[Collected data]
***
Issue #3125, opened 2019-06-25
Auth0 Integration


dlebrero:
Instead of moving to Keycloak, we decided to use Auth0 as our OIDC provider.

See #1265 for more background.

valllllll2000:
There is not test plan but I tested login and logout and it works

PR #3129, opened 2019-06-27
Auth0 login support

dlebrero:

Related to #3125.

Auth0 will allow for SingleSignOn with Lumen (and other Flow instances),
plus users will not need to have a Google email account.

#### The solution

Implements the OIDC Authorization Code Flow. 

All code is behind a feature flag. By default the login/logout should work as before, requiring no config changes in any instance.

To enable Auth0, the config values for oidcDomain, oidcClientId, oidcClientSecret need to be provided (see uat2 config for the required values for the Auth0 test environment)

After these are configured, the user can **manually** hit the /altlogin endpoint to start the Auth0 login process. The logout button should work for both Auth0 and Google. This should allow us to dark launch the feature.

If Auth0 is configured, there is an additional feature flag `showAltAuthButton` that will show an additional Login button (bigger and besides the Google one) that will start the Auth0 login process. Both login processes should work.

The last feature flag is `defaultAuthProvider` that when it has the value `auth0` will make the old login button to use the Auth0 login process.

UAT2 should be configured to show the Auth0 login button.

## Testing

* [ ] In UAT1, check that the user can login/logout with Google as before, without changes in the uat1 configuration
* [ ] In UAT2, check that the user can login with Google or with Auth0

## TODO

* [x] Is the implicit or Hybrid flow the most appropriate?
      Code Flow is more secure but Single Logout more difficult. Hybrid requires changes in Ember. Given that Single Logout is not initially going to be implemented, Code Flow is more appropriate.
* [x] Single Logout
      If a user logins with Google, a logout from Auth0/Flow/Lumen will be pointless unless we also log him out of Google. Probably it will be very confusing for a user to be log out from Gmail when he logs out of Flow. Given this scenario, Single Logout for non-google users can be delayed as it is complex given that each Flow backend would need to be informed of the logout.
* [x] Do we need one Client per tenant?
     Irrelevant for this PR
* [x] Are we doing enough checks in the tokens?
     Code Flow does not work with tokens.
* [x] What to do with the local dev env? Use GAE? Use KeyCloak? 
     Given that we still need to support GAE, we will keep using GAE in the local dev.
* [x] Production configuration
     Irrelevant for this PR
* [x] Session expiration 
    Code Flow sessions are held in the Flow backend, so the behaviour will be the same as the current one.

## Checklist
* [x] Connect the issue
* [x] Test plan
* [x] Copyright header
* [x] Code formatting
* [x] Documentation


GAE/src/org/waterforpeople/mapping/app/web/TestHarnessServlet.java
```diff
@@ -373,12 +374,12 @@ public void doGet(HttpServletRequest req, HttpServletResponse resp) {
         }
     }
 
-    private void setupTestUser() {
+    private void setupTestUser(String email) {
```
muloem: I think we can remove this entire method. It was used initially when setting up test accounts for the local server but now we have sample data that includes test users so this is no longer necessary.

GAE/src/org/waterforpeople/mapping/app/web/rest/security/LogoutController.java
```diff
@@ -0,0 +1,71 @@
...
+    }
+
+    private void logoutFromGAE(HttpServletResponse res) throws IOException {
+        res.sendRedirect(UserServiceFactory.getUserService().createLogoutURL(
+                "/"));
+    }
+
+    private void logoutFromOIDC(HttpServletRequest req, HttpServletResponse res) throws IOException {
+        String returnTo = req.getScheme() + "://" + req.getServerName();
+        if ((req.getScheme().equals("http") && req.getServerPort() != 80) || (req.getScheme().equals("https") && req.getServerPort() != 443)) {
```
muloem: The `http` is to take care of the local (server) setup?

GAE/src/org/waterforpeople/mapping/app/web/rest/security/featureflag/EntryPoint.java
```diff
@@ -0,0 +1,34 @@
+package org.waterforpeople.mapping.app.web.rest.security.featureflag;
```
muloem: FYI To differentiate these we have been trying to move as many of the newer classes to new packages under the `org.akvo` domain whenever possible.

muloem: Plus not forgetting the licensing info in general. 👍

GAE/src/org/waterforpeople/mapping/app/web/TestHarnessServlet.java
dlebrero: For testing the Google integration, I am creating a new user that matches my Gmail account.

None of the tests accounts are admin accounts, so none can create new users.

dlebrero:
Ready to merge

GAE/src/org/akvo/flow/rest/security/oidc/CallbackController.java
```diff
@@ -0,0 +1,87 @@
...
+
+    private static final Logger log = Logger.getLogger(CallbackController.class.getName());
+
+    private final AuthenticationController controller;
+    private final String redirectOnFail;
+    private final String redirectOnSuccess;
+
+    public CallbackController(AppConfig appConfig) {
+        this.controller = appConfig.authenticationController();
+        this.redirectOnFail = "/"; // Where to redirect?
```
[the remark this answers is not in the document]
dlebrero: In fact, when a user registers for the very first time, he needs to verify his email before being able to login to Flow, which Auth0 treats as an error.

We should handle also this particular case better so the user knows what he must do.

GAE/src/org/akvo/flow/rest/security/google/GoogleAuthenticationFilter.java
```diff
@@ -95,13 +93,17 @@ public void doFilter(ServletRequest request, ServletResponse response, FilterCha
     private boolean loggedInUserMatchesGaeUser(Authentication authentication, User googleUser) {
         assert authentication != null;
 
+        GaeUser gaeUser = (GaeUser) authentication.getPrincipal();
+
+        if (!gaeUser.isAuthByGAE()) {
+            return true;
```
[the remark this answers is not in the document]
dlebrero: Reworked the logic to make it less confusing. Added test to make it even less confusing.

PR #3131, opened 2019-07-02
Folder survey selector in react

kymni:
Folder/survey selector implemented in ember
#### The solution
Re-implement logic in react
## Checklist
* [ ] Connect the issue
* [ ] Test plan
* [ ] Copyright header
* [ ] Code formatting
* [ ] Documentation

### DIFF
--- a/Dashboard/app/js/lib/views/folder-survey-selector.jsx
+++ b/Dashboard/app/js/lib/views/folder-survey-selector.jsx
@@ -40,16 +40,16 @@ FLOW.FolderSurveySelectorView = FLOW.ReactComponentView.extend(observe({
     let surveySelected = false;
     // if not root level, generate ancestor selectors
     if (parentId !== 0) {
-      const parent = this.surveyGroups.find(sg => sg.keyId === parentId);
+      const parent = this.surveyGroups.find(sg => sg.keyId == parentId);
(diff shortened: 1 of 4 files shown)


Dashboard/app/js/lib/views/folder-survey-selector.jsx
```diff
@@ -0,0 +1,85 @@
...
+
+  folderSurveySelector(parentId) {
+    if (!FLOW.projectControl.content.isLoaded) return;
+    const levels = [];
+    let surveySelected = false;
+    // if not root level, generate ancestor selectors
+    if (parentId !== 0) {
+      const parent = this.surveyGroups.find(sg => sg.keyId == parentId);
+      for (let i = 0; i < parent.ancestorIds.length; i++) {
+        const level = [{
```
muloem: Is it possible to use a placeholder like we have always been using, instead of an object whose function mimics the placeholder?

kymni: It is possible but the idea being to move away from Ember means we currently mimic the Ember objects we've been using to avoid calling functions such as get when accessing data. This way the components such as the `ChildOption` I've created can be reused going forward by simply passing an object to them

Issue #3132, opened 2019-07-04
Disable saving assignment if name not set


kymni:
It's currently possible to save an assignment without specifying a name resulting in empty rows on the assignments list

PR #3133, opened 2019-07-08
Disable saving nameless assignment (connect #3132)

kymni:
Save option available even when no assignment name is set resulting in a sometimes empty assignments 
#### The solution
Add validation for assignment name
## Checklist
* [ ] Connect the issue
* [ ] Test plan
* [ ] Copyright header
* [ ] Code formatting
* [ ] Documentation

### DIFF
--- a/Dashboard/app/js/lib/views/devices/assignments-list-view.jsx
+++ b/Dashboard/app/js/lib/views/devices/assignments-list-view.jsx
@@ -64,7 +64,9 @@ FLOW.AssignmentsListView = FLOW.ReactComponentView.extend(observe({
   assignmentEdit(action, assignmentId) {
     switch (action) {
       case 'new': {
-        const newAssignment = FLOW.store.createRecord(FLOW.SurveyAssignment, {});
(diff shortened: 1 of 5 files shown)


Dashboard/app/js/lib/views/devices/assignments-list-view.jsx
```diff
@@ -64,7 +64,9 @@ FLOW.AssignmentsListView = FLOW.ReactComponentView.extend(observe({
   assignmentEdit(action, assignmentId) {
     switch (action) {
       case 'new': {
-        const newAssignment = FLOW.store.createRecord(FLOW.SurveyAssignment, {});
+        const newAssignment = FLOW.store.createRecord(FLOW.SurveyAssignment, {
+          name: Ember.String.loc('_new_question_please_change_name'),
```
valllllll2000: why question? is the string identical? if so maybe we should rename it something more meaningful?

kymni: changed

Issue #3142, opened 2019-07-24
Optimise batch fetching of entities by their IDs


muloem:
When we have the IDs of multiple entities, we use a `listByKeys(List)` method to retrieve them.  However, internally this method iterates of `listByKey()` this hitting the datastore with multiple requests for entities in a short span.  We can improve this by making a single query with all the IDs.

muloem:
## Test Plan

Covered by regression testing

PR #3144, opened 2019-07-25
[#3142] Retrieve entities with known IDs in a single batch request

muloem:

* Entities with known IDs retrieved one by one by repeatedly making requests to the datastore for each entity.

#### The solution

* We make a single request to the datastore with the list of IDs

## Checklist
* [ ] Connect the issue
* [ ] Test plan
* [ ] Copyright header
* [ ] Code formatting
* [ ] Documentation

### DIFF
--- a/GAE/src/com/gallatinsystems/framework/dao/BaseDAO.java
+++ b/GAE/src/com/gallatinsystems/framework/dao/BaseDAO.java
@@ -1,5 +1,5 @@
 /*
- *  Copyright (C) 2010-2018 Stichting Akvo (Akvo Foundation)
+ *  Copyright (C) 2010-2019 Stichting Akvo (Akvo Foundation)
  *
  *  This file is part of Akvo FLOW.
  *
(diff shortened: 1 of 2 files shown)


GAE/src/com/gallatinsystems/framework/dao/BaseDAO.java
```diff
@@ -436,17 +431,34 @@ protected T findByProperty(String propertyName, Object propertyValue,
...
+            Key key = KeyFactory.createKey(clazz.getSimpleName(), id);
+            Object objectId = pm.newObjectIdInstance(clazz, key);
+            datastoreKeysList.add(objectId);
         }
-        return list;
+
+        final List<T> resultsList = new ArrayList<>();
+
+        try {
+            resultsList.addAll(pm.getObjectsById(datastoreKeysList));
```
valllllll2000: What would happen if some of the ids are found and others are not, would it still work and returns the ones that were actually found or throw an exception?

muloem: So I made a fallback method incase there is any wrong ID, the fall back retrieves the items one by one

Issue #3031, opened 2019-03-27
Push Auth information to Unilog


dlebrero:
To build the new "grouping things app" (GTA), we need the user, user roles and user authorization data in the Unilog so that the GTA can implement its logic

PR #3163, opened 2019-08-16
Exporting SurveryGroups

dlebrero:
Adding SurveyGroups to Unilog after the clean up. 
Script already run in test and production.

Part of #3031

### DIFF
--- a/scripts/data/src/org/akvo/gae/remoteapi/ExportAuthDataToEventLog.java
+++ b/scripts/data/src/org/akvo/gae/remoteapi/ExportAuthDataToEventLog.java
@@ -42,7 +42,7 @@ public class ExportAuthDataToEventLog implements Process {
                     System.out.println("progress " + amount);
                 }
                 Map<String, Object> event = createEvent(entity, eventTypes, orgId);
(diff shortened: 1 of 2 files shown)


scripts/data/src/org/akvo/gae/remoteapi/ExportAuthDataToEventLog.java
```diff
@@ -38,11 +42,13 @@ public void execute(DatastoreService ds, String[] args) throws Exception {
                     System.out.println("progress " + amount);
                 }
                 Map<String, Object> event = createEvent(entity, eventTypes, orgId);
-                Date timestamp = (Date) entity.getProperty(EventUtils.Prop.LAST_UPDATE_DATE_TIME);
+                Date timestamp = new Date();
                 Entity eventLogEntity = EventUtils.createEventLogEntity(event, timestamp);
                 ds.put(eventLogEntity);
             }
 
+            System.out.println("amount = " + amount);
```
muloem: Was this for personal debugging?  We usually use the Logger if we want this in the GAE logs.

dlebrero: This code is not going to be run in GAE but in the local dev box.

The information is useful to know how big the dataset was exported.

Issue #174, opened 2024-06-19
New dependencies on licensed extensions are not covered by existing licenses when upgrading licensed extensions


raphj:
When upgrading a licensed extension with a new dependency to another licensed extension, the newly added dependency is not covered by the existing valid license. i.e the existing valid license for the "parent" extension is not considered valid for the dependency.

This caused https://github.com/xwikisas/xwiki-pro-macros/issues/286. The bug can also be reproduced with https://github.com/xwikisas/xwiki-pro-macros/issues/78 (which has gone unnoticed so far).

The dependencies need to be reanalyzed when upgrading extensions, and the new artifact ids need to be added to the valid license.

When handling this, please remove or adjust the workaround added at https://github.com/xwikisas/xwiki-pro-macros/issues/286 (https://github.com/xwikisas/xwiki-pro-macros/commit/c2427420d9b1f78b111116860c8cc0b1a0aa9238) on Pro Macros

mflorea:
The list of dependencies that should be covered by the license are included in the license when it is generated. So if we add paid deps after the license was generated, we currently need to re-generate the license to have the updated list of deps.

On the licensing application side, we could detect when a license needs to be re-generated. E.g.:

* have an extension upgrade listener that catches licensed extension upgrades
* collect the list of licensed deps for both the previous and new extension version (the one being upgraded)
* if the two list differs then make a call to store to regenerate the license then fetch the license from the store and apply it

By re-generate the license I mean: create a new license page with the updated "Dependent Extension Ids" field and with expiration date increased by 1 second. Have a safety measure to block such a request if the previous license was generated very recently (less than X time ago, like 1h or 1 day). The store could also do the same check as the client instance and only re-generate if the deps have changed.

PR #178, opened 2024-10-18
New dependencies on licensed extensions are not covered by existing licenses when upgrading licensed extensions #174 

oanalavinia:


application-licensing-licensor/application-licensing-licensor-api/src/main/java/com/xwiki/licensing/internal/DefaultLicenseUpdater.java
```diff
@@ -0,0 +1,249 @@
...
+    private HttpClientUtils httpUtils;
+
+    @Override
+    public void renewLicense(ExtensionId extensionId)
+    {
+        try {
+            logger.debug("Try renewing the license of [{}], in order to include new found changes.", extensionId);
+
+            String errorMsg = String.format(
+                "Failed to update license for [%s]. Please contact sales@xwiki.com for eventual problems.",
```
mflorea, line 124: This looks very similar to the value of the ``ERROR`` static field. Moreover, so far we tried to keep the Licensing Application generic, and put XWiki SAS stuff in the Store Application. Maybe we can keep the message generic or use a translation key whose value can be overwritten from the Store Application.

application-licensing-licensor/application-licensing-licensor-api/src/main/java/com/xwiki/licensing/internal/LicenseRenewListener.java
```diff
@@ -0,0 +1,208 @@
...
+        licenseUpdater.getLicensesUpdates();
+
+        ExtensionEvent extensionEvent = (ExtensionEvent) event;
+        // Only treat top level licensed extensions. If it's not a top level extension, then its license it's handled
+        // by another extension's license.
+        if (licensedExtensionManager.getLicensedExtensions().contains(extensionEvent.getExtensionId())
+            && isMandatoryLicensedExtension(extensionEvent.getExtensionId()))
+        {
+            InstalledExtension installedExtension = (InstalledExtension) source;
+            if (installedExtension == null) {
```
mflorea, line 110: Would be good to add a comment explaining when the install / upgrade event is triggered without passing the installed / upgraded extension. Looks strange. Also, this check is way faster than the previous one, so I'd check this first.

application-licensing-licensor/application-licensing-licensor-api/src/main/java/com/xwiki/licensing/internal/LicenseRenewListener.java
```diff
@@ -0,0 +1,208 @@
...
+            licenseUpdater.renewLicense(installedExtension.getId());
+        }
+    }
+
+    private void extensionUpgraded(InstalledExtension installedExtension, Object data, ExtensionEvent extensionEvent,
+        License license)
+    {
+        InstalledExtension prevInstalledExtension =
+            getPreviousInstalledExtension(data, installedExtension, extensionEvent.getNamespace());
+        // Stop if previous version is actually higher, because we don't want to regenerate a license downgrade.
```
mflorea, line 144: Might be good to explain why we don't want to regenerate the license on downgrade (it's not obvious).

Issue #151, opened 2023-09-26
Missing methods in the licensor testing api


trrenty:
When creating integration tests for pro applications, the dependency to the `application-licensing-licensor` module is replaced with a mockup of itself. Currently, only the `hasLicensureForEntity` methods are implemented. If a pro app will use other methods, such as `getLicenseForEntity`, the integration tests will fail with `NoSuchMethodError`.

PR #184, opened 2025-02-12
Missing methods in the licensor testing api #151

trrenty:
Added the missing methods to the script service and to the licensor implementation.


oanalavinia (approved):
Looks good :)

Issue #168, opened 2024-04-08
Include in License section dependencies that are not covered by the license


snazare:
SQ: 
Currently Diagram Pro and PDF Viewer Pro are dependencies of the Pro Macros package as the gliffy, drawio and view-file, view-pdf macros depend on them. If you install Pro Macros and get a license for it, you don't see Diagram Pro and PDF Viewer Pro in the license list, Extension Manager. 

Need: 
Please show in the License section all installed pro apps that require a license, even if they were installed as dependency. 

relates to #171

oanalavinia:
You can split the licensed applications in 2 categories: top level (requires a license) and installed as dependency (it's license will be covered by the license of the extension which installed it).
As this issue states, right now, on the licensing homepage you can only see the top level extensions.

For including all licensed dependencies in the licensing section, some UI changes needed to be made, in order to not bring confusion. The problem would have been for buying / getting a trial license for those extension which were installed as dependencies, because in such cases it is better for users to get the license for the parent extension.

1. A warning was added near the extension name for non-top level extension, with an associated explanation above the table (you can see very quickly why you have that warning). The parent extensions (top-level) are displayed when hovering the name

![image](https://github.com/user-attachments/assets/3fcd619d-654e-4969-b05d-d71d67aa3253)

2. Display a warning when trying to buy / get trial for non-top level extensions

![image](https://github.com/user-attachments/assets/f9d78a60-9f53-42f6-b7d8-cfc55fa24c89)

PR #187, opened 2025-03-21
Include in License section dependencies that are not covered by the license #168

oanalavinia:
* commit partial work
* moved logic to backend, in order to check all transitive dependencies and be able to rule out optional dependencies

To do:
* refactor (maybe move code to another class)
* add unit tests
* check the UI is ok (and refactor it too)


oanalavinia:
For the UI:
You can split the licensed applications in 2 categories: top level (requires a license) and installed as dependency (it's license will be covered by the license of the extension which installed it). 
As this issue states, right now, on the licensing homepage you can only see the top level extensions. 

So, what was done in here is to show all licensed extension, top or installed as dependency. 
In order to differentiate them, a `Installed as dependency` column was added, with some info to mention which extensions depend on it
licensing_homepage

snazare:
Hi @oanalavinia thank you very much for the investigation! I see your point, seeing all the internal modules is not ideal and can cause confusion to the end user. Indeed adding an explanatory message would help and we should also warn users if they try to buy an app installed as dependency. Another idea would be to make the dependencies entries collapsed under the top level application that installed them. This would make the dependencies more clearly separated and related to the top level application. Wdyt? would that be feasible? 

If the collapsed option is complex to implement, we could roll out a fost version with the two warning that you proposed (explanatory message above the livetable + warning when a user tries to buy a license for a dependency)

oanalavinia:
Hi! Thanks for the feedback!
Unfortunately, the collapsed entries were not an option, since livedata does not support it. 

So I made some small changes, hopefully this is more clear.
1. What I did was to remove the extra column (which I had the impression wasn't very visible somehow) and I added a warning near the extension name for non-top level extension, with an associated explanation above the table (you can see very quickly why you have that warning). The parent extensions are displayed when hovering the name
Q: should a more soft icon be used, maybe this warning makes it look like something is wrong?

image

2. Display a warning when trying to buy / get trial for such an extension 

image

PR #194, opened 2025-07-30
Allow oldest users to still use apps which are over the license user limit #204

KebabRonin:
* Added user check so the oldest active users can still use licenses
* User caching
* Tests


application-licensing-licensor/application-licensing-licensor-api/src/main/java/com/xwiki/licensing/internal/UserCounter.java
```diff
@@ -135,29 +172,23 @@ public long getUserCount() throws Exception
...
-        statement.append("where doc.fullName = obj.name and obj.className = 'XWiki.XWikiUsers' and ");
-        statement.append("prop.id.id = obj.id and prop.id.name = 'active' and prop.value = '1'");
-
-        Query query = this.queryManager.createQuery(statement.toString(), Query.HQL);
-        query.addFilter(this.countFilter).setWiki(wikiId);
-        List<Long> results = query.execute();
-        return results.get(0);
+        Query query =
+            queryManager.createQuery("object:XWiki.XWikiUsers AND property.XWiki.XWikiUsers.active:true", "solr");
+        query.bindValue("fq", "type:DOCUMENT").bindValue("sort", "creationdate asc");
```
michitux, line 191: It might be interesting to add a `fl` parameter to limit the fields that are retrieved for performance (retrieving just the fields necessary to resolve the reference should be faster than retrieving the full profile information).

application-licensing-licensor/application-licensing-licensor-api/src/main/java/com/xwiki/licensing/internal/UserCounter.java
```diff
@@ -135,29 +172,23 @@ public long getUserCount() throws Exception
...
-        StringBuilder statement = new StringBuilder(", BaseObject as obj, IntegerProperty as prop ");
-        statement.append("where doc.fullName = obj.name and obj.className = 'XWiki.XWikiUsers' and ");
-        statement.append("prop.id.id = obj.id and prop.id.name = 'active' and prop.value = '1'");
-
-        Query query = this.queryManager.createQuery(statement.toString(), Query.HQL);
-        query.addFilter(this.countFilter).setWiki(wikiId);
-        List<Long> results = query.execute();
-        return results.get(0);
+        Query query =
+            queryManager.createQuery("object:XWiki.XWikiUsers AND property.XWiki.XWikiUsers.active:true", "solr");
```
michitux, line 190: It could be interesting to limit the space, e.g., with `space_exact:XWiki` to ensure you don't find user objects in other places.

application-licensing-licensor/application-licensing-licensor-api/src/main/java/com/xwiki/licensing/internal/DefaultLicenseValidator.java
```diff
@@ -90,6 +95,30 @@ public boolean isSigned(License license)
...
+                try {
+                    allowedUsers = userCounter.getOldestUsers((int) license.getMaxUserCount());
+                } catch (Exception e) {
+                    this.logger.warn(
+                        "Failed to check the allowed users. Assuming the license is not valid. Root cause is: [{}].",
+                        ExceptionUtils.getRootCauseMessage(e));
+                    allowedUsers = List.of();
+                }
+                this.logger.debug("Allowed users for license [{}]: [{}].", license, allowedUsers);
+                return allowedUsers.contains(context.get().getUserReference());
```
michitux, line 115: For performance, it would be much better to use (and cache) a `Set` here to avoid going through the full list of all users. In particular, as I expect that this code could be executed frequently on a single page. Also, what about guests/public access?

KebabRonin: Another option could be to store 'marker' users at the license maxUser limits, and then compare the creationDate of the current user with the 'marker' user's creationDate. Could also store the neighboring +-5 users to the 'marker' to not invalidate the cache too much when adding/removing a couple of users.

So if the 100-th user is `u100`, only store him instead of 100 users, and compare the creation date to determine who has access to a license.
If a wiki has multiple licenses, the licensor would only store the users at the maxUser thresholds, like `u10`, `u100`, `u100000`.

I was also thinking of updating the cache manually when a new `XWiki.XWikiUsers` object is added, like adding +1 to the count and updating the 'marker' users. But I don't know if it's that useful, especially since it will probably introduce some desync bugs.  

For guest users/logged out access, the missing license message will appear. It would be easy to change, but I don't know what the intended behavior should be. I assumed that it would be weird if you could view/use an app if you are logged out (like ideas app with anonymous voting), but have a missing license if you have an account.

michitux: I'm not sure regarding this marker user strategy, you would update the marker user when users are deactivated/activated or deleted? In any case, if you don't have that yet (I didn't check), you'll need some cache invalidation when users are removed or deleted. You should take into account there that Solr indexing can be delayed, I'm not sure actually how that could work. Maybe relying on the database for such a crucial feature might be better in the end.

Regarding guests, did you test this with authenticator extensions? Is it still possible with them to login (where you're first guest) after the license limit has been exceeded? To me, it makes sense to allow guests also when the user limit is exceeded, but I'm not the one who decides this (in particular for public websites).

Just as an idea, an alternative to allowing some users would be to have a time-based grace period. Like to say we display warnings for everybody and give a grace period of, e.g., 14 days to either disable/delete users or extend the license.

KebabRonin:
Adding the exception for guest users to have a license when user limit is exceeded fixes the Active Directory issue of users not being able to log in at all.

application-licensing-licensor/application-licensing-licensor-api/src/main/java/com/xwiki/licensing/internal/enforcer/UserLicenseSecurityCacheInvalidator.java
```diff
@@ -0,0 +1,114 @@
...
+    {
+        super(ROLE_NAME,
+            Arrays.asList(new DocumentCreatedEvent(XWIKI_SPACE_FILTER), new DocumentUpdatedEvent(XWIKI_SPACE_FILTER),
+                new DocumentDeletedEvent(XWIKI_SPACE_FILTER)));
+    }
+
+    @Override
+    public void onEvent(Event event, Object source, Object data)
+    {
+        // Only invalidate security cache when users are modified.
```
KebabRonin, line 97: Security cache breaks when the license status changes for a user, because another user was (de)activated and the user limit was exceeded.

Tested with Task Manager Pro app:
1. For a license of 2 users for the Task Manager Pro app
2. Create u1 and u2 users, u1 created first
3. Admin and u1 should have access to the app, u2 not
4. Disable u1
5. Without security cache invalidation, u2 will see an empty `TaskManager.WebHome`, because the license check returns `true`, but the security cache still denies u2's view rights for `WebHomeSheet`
***
**WHAT YOU HAVE TO DO:**
Check each line of the records for the word "empty", and show the lines that contain it.

**REPLY TO THE EXERCISE:**
It's currently possible to save an assignment without specifying a name resulting in empty rows on the assignments list
Save option available even when no assignment name is set resulting in a sometimes empty assignments 
5. Without security cache invalidation, u2 will see an empty `TaskManager.WebHome`, because the license check returns `true`, but the security cache still denies u2's view rights for `WebHomeSheet`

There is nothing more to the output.